- Work required: Where the string "consistent" shows up in a line of the records, copy that line.

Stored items
PR #43, opened 2023-09-18
Add global context index and indices handler

jackiehanyang:
### Description
- Creating an indices handler to create index while if it's absent, or upgrade the mapping if it's needed. 
- Adding use-case template index mapping
- Adding a class to throw our own custom exceptions. 

Integration tests will be added later when the setup for integration test CI is ready. 

### Issues Resolved
https://github.com/opensearch-project/opensearch-ai-flow-framework/issues/51


src/main/java/org/opensearch/flowframework/constant/CommonValue.java
```diff
@@ -0,0 +1,87 @@
...
+ */
+package org.opensearch.flowframework.constant;
+
+public class CommonValue {
+
+    public static Integer NO_SCHEMA_VERSION = 0;
+    public static final String META = "_meta";
+    public static final String SCHEMA_VERSION_FIELD = "schema_version";
+    public static final Integer GLOBAL_CONTEXT_INDEX_SCHEMA_VERSION = 1;
+    public static final String GLOBAL_CONTEXT_INDEX_MAPPING =
```
dbwiddis, line 17: Can we put this in `src/main/resources` and read it into this constant off the class path?  See [here](https://github.com/opensearch-project/anomaly-detection/blob/713d556d980ccb144eb6ae952cebc7b3963ed28c/src/main/java/org/opensearch/ad/settings/AnomalyDetectorSettings.java#L192-L194).

build.gradle
```diff
@@ -105,6 +105,7 @@ repositories {
 dependencies {
     implementation "org.opensearch:opensearch:${opensearch_version}"
     implementation 'org.junit.jupiter:junit-jupiter:5.10.0'
+    implementation 'org.projectlombok:lombok:1.18.22'
```
dbwiddis, line 108: We should have a separate discussion/issue/RFC on whether we want to use a code generation tool like Lombok, and figure out what modifications we need to make to our CI to support it.

src/main/java/org/opensearch/flowframework/exception/FlowFrameworkException.java
```diff
@@ -0,0 +1,20 @@
...
+ */
+package org.opensearch.flowframework.exception;
+
+public class FlowFrameworkException extends RuntimeException {
+    /**
+     * Constructor with error message.
+     *
+     * @param message message of the exception
+     */
+    public FlowFrameworkException(String message) {
```
dbwiddis, line 17: I like the idea of having our own custom exceptions.  Given that these will eventually need to be processed in a RestResponse, can we consider including the appropriate return code as part of constructing this exception?  For example, "index not found" should return `RestStatus.NOT_FOUND` etc.

dbwiddis (commented):
Initial pass

src/main/java/org/opensearch/flowframework/constant/CommonValue.java
jackiehanyang: I'm fine with putting this index mapping in either path, I think it's just different style of code. But I do prefer to put it in under `src/main/java` cause it can save us from setting up methods to read from `src/main/resources`, something like `getMapping()` ML-Commons is using this approach as well, see [here](https://github.com/opensearch-project/ml-commons/blob/main/common/src/main/java/org/opensearch/ml/common/CommonValue.java#L45)

build.gradle
jackiehanyang: removed lombok dependency for now. It's not needed in this pr. I will open a discuss and figure out the XContent question before adding this dependency

build.gradle
```diff
@@ -117,8 +117,12 @@ dependencies {
 
 test {
     include '**/*Tests.class'
+    systemProperty 'tests.security.manager', 'false'
```
joshpalis, line 120: Trying to understand these build.gradle settings better, does this disable security for tests?

src/main/java/org/opensearch/flowframework/constant/CommonValue.java
```diff
@@ -0,0 +1,91 @@
...
+    public static final Integer GLOBAL_CONTEXT_INDEX_SCHEMA_VERSION = 1;
+    public static final String GLOBAL_CONTEXT_INDEX_MAPPING = "{\n  "
+        + "   \"dynamic\": false,\n"
+        + "   \"_meta\": {\n"
+        + "       \"schema_version\": "
+        + GLOBAL_CONTEXT_INDEX_SCHEMA_VERSION
+        + "\n"
+        + "   },\n"
+        + "   \"properties\": {\n"
+        + "       \"pipeline_id\": {\n"
```
joshpalis, line 28: let's change this to `workflow_id` to avoid confusion with ingest/search pipelines

src/main/java/org/opensearch/flowframework/indices/FlowFrameworkIndicesHandler.java
```diff
@@ -0,0 +1,176 @@
...
+import static org.opensearch.flowframework.constant.CommonValue.NO_SCHEMA_VERSION;
+import static org.opensearch.flowframework.constant.CommonValue.SCHEMA_VERSION_FIELD;
+
+/**
+ * Flow Framework Indices Handler
+ */
+public class FlowFrameworkIndicesHandler {
+
+    private static final Logger logger = LogManager.getLogger(FlowFrameworkIndicesHandler.class);
+    private static final Map<String, Object> indexSettings = Map.of("index.auto_expand_replicas", "0-1");
```
joshpalis, line 39: What's the justification for this `auto_expand_replicas` setting, just trying to understand why this is necessary

src/main/java/org/opensearch/flowframework/indices/FlowFrameworkIndicesHandler.java
```diff
@@ -0,0 +1,176 @@
...
+    /**
+     * General method for initiate flow framework indices or update index mapping if it's needed
+     * @param index flow framework index
+     * @param listener action listener
+     */
+    public void initFlowFrameworkIndexIfAbsent(FlowFrameworkIndex index, ActionListener<Boolean> listener) {
+        String indexName = index.getIndexName();
+        String mapping = index.getMapping();
+
+        try (ThreadContext.StoredContext threadContext = client.threadPool().getThreadContext().stashContext()) {
```
joshpalis, line 78: From what I understand about security, we only need to stash the thread context if this particular index is managed by the security plugin's list of protected indices. This allows the plugin to do CRUD operations on this protected index. Is the plan to add all flow framework indices to the security plugin's list of protected indices, and if not, why stash the thread context?

src/main/java/org/opensearch/flowframework/indices/FlowFrameworkIndicesHandler.java
```diff
@@ -0,0 +1,176 @@
...
+                        internalListener.onResponse(false);
+                    }
+                }, e -> {
+                    logger.error("Failed to create index " + indexName, e);
+                    internalListener.onFailure(e);
+                });
+                CreateIndexRequest request = new CreateIndexRequest(indexName).mapping(mapping).settings(indexSettings);
+                client.admin().indices().create(request, actionListener);
+            } else {
+                logger.debug("index:{} is already created", indexName);
```
joshpalis, line 95: I'd prefer that we keep logging at the `info` or `error` level for success and failure cases respectively

joshpalis (commented):
Initial pass

src/main/java/org/opensearch/flowframework/indices/FlowFrameworkIndicesHandler.java
```diff
@@ -0,0 +1,176 @@
...
+        IndexMetadata indexMetaData = clusterService.state().getMetadata().indices().get(indexName);
+        if (indexMetaData == null) {
+            listener.onResponse(Boolean.FALSE);
+            return;
+        }
+        Integer oldVersion = NO_SCHEMA_VERSION;
+        Map<String, Object> indexMapping = indexMetaData.mapping().getSourceAsMap();
+        Object meta = indexMapping.get(META);
+        if (meta != null && meta instanceof Map) {
+            @SuppressWarnings("unchecked")
```
owaiskazi19, line 167: Why do we have suppress warnings here?

owaiskazi19 (changes requested):
Need tests! Since we both kind of worked on creating the index. I will create a new PR to have the generic way of creating the index and later you can pass the Global Context mapping file to it to create GC index.

src/main/java/org/opensearch/flowframework/indices/FlowFrameworkIndicesHandler.java
dbwiddis: I suspect because all we know is that `meta` is an `Object` that an instance of `Map` but we don't know the types of its key and value when they are cast.

src/main/java/org/opensearch/flowframework/constant/CommonName.java
```diff
@@ -0,0 +1,17 @@
+/*
+ * Copyright OpenSearch Contributors
+ * SPDX-License-Identifier: Apache-2.0
+ *
+ * The OpenSearch Contributors require contributions made to
+ * this file be licensed under the Apache-2.0 license or a
+ * compatible open source license.
+ */
+package org.opensearch.flowframework.constant;
```
dbwiddis, line 9: Curious about this choice of package name. Given the class names, seems `common` might be better?

src/main/java/org/opensearch/flowframework/indices/FlowFrameworkIndicesHandler.java
```diff
@@ -0,0 +1,176 @@
...
+                        logger.info("create index:{}", indexName);
+                        internalListener.onResponse(true);
+                    } else {
+                        internalListener.onResponse(false);
+                    }
+                }, e -> {
+                    logger.error("Failed to create index " + indexName, e);
+                    internalListener.onFailure(e);
+                });
+                CreateIndexRequest request = new CreateIndexRequest(indexName).mapping(mapping).settings(indexSettings);
```
dbwiddis, line 92: does the mapping here require a mediatype?  Looking at the javadoc it seems it expects JSON but needs a special format with a `_doc` key.   We shold be consistent between our various implementations so all our mapping files look consistent.

src/main/java/org/opensearch/flowframework/indices/FlowFrameworkIndicesHandler.java
dbwiddis: I personally don't mind extra debug or even trace logging.

src/main/java/org/opensearch/flowframework/indices/FlowFrameworkIndicesHandler.java
```diff
@@ -0,0 +1,176 @@
...
+            } else {
+                logger.debug("index:{} is already created", indexName);
+                if (indexMappingUpdated.containsKey(indexName) && !indexMappingUpdated.get(indexName).get()) {
+                    shouldUpdateIndex(indexName, index.getVersion(), ActionListener.wrap(r -> {
+                        if (r) {
+                            // return true if update index is needed
+                            client.admin()
+                                .indices()
+                                .putMapping(
+                                    new PutMappingRequest().indices(indexName).source(mapping, XContentType.JSON),
```
dbwiddis, line 103: I think this requires a `MediaType` argument instead of `XContentType`.

PR #44, opened 2023-09-18
Adds Create Ingest Pipeline Step

joshpalis:
### Description
Adds CreateIngestPipelineStep for workflow set up. In this current state, this step is hardcoded to parse the necessary information from the `WorkflowData` related to the `text_embedding` processor. 

### Issues Resolved
https://github.com/opensearch-project/opensearch-ai-flow-framework/issues/24


src/main/java/org/opensearch/flowframework/workflow/CreateIngestPipelineStep.java
```diff
@@ -0,0 +1,178 @@
...
+        BytesReference configuration = null;
+
+        // Extract required content from workflow data and generate the ingest pipeline configuration
+        for (WorkflowData workflowData : data) {
+
+            Map<String, String> parameters = workflowData.getParams();
+            Map<String, Object> content = workflowData.getContent();
+            logger.debug("Previous step sent params: {}, content: {}", parameters, content);
+
+            if (content.containsKey(PIPELINE_ID_FIELD)) {
```
dbwiddis, line 76: This style works, but six if statements in a row and multiple repeated all-caps constants start to strain readability.  Consider iterating over the entrySet and making assignments based on the keys you found, something like:
```java
for (Entry<String, Object> e : content.entrySet()) {
    switch (e.getKey()) {
        case PIPELINE_ID_FIELD:
            pipelineId = (String) e.getValue();
            break;
        case ....
    }
}
```
You could also get fancy with lambdas and use `ArrayList.forEach()` to do the iteration around this, something like:
```java
data.forEach(map -> {
    map.entrySet().forEach(e -> {
        switch (e.getKey()) {
            case PIPELINE_ID_FIELD:
                pipelineId = (String) e.getValue();
                break;
            case ....
        }
    });
});
```

src/main/java/org/opensearch/flowframework/workflow/CreateIngestPipelineStep.java
```diff
@@ -0,0 +1,178 @@
...
+                modelId = (String) content.get(MODEL_ID_FIELD);
+            }
+            if (content.containsKey(INPUT_FIELD)) {
+                inputFieldName = (String) content.get(INPUT_FIELD);
+            }
+            if (content.containsKey(OUTPUT_FIELD)) {
+                outputFieldName = (String) content.get(OUTPUT_FIELD);
+            }
+
+            if (Stream.of(pipelineId, description, modelId, inputFieldName, outputFieldName).allMatch(x -> x != null)) {
```
dbwiddis, line 92: I've never seen this for null checking, I like it!  

However, I don't see an "else" clause here, should we throw an exception if we don't have all the required fields?

src/main/java/org/opensearch/flowframework/workflow/CreateIngestPipelineStep.java
```diff
@@ -0,0 +1,178 @@
...
+     */
+    private XContentBuilder buildIngestPipelineRequestContent(
+        String description,
+        String modelId,
+        String inputFieldName,
+        String outputFieldName
+    ) throws IOException {
+        return XContentFactory.jsonBuilder()
+            .startObject()
+            .field("description", description)
```
dbwiddis, line 167: Let's make all of these constants like `DESCRIPTION_FIELD` since you'll need a corresponding `parse()` method relying on them.  See my template parsing methods in #47 for examples.

dbwiddis (commented):
Initial review.  Looks good so far!

src/main/java/org/opensearch/flowframework/FlowFrameworkPlugin.java
```diff
@@ -8,11 +8,48 @@
...
+        ScriptService scriptService,
+        NamedXContentRegistry xContentRegistry,
+        Environment environment,
+        NodeEnvironment nodeEnvironment,
+        NamedWriteableRegistry namedWriteableRegistry,
+        IndexNameExpressionResolver indexNameExpressionResolver,
+        Supplier<RepositoriesService> repositoriesServiceSupplier
+    ) {
+        this.client = client;
+        CreateIngestPipelineStep createIngestPipelineStep = new CreateIngestPipelineStep(client);
```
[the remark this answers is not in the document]
joshpalis: Yes this is just temporary to gain access to the client. Ill move this once we have that factory class

src/main/java/org/opensearch/flowframework/workflow/CreateIngestPipelineStep.java
joshpalis: The exception is thrown below when we check if the configuration is null or not, but ill move this around so its more apparent

src/main/java/org/opensearch/flowframework/FlowFrameworkPlugin.java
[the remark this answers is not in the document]
dbwiddis: Same comment I made on #38 for the same reason... OK for now, if #47 gets merged first you can remove it or if this PR gets merged first I'll make it part of #47.

src/main/java/org/opensearch/flowframework/workflow/CreateIngestPipelineStep.java
```diff
@@ -0,0 +1,199 @@
...
+                        break;
+                    case MODEL_ID_FIELD:
+                        modelId = (String) content.get(MODEL_ID_FIELD);
+                        break;
+                    case INPUT_FIELD:
+                        inputFieldName = (String) content.get(INPUT_FIELD);
+                        break;
+                    case OUTPUT_FIELD:
+                        outputFieldName = (String) content.get(OUTPUT_FIELD);
+                        break;
```
dbwiddis, line 103: You need a `default` case, even if it's just "ignore extra keys".

src/main/java/org/opensearch/flowframework/workflow/CreateIngestPipelineStep.java
```diff
@@ -0,0 +1,199 @@
...
+     *  "description" : "<description>",
+     *  "processors" : [
+     *      {
+     *          "<type>" : {
+     *              "model_id" : "<model_id>",
+     *              "field_map" : {
+     *                  "<input_field_name>" : "<output_field_name>"
+     *          }
+     *      }
+     *  ]
```
dbwiddis, line 166: I only did one level of nested JSON objects in my template parsing in #47 for "generic" requests assuming the "processor" field is a string-to-string map.  I could modify it to read arbitrarily nested string-to-object maps, but I'm not sure that's a good idea. 

Is this processor format consistent enough that we can generalize this "temporary" parsing when reading in a template and always do it for a "processors" key?

src/test/java/org/opensearch/flowframework/workflow/CreateIngestPipeline/CreateIngestPipelineStepTests.java
```diff
@@ -0,0 +1,155 @@
...
+                    "some description",
+                    "type",
+                    "text_embedding",
+                    "model_id",
+                    "model_id",
+                    "input_field_name",
+                    "inputField",
+                    "output_field_name",
+                    "outputField"
+                );
```
dbwiddis, line 63: (Style) I made the same comment on #38 but this is even a more unreadable example.  Yes, `Map.of()` permits this for up to 10 pairs, but it's very confusing.

Can you change this to
```
return Map.ofEntries(
    Map.entry("id", "pipelineId"),
    Map.entry("description", "some description"),
    ...
)
```

src/test/java/org/opensearch/flowframework/workflow/CreateIngestPipeline/CreateIngestPipelineStepTests.java
```diff
@@ -0,0 +1,155 @@
...
+            }
+
+            @Override
+            public Map<String, String> getParams() {
+                return Map.of();
+            }
```
dbwiddis, line 69: I made the same comment on #38.  The interface already includes a default empty map so you don't need to override.

src/test/java/org/opensearch/flowframework/workflow/CreateIngestPipeline/CreateIngestPipelineStepTests.java
```diff
@@ -0,0 +1,155 @@
...
+        ArgumentCaptor<ActionListener> actionListenerCaptor = ArgumentCaptor.forClass(ActionListener.class);
+        CompletableFuture<WorkflowData> future = createIngestPipelineStep.execute(List.of(inputData));
+
+        assertFalse(future.isDone());
+
+        // Mock put pipeline request execution and return true
+        verify(clusterAdminClient, times(1)).putPipeline(any(PutPipelineRequest.class), actionListenerCaptor.capture());
+        actionListenerCaptor.getValue().onResponse(new AcknowledgedResponse(true));
+
+        assertTrue(future.isDone());
```
dbwiddis, line 107: Also test `!future.isCompletedExceptionally()`

src/test/java/org/opensearch/flowframework/workflow/CreateIngestPipeline/CreateIngestPipelineStepTests.java
```diff
@@ -0,0 +1,155 @@
...
+        ArgumentCaptor<ActionListener> actionListenerCaptor = ArgumentCaptor.forClass(ActionListener.class);
+        CompletableFuture<WorkflowData> future = createIngestPipelineStep.execute(List.of(inputData));
+
+        assertFalse(future.isDone());
+
+        // Mock put pipeline request execution and return false
+        verify(clusterAdminClient, times(1)).putPipeline(any(PutPipelineRequest.class), actionListenerCaptor.capture());
+        actionListenerCaptor.getValue().onFailure(new Exception());
+
+        assertTrue(future.isDone());
```
dbwiddis, line 124: Change this to test `future.isCompletedExceptionally()`

src/test/java/org/opensearch/flowframework/workflow/CreateIngestPipeline/CreateIngestPipelineStepTests.java
```diff
@@ -0,0 +1,155 @@
...
+        assertThrows(Exception.class, () -> future.get());
```
dbwiddis, line 125: This is not the same `Exception` you threw on line 122.  This is an `ExecutionException` with the line 122 exception as the cause.

Recommend testing `ExecutionException` here at a minimum.  Optionally add a message to the line 122 exception and test the getCause message matches.

src/test/java/org/opensearch/flowframework/workflow/CreateIngestPipeline/CreateIngestPipelineStepTests.java
```diff
@@ -0,0 +1,155 @@
...
+
+    public void testMissingData() {
+        CreateIngestPipelineStep createIngestPipelineStep = new CreateIngestPipelineStep(client);
+
+        // Data with missing input and output fields
+        WorkflowData incorrectData = new WorkflowData() {
+
+            @Override
+            public Map<String, Object> getContent() {
+                return Map.of("id", "pipelineId", "description", "some description", "type", "text_embedding", "model_id", "model_id");
```
dbwiddis, line 136: See above on readability and `Map.ofEntries()`

src/test/java/org/opensearch/flowframework/workflow/CreateIngestPipeline/CreateIngestPipelineStepTests.java
```diff
@@ -0,0 +1,155 @@
...
+            }
+
+            @Override
```
dbwiddis, line 139: see above on just deleting this

src/test/java/org/opensearch/flowframework/workflow/CreateIngestPipeline/CreateIngestPipelineStepTests.java
```diff
@@ -0,0 +1,155 @@
...
+                return Map.of();
+            }
+        };
+
+        CompletableFuture<WorkflowData> future = createIngestPipelineStep.execute(List.of(incorrectData));
+        assertTrue(future.isDone());
+
+        try {
+            future.get();
+        } catch (Exception e) {
```
dbwiddis, line 150: I really don't like broadly catching exceptions like this.  You know the exact types of exceptions to expect here.

dbwiddis (commented):
Some similar comments to #38

src/main/java/org/opensearch/flowframework/workflow/CreateIngestPipelineStep.java
joshpalis: All pipeline configuration formats follow a similar pattern :
```
{
    "description" : "",
    "processors": [
        {
             "processor1" : {
                 // required inputs
             }
         },
         {
             "processor2" : {
                 // required inputs
             }
         },
         ....
         ...
    ]
}
```

We can definitely generalize the creation of the configuration as long as the workflow data has a list of processors and their required inputs. The processors themselves vary in terms of format, so doing it this way would require some xcontent parser for each type of processor, since we'll need to write to specific fields.

src/test/java/org/opensearch/flowframework/workflow/CreateIngestPipeline/CreateIngestPipelineStepTests.java
joshpalis: sure ill go ahead and make this change

dbwiddis (approved):

src/test/java/org/opensearch/flowframework/workflow/CreateIngestPipeline/CreateIngestPipelineStepTests.java
dbwiddis: Alternately merge #54 and use the much simpler syntax. :)

src/main/java/org/opensearch/flowframework/workflow/CreateIngestPipelineStep.java
```diff
@@ -0,0 +1,201 @@
...
+    private final Client client;
+
+    /**
+     * Instantiates a new CreateIngestPipelineStep
+     *
+     * @param client The client to create a pipeline and store workflow data into the global context index
+     */
+    public CreateIngestPipelineStep(Client client) {
+        this.clusterAdminClient = client.admin().cluster();
+        this.client = client;
```
owaiskazi19, line 61: We can remove this from the constructor.

src/test/java/org/opensearch/flowframework/workflow/CreateIngestPipeline/CreateIngestPipelineStepTests.java
```diff
@@ -0,0 +1,143 @@
...
+        // Mock put pipeline request execution and return false
+        verify(clusterAdminClient, times(1)).putPipeline(any(PutPipelineRequest.class), actionListenerCaptor.capture());
+        actionListenerCaptor.getValue().onFailure(new Exception("Failed to create ingest pipeline"));
+
+        assertTrue(future.isDone() && future.isCompletedExceptionally());
+        try {
+            future.get();
+        } catch (ExecutionException e) {
+            assertTrue(e.getMessage().contains("Failed to create ingest pipeline"));
+        }
```
owaiskazi19, line 113: We should test the above like the below and remove the try/catch block in the test as we want to test the exception rather catching it.
```java
assertTrue(future.isCompletedExceptionally());
ExecutionException ex = assertThrows(ExecutionException.class, () -> future.get().getContent());
assertTrue(ex.getCause() instanceof Exception);
assertEquals("Failed to create an index", ex.getCause().getMessage());
```

src/test/java/org/opensearch/flowframework/workflow/CreateIngestPipeline/CreateIngestPipelineStepTests.java
```diff
@@ -0,0 +1,143 @@
...
+
+        CompletableFuture<WorkflowData> future = createIngestPipelineStep.execute(List.of(incorrectData));
+        assertTrue(future.isDone() && future.isCompletedExceptionally());
+
+        try {
+            future.get();
+        } catch (ExecutionException e) {
+            assertTrue(e.getMessage().contains("Failed to create ingest pipeline, required inputs not found"));
+        }
+    }
```
owaiskazi19, line 141: Same as above.

owaiskazi19 (commented):
Overall LGTM with few comments.

src/main/java/org/opensearch/flowframework/workflow/CreateIngestPipelineStep.java
```diff
@@ -0,0 +1,201 @@
...
+        String inputFieldName = null;
+        String outputFieldName = null;
+        BytesReference configuration = null;
+
+        // Extract required content from workflow data and generate the ingest pipeline configuration
+        for (WorkflowData workflowData : data) {
+
+            Map<String, String> parameters = workflowData.getParams();
+            Map<String, Object> content = workflowData.getContent();
+            logger.info("Previous step sent params: {}, content: {}", parameters, content);
```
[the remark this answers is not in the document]
joshpalis: sure Ill go ahead and remove this

src/main/java/org/opensearch/flowframework/workflow/CreateIngestPipelineStep.java
joshpalis: Sure, once the global context implementation has been added, we can revisit this

src/test/java/org/opensearch/flowframework/workflow/CreateIngestPipeline/CreateIngestPipelineStepTests.java
joshpalis: Sure this looks like a better way to test this

src/main/java/org/opensearch/flowframework/workflow/CreateIngestPipelineStep.java
```diff
@@ -0,0 +1,191 @@
...
+            .startObject(type)
+            .field(MODEL_ID_FIELD, modelId)
+            .startObject(FIELD_MAP)
+            .field(inputFieldName, outputFieldName)
+            .endObject()
+            .endObject()
+            .endObject()
+            .endArray()
+            .endObject();
+    }
```
owaiskazi19, line 190: I'm not sure if this is the right place to build the XContent for the pipeline. I would say let's create a separate model class but we can iterate on this later.

joshpalis: https://github.com/opensearch-project/opensearch-ai-flow-framework/issues/55

owaiskazi19 (approved):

- Completed exercise:
dbwiddis, line 92: does the mapping here require a mediatype?  Looking at the javadoc it seems it expects JSON but needs a special format with a `_doc` key.   We shold be consistent between our various implementations so all our mapping files look consistent.
Is this processor format consistent enough that we can generalize this "temporary" parsing when reading in a template and always do it for a "processors" key?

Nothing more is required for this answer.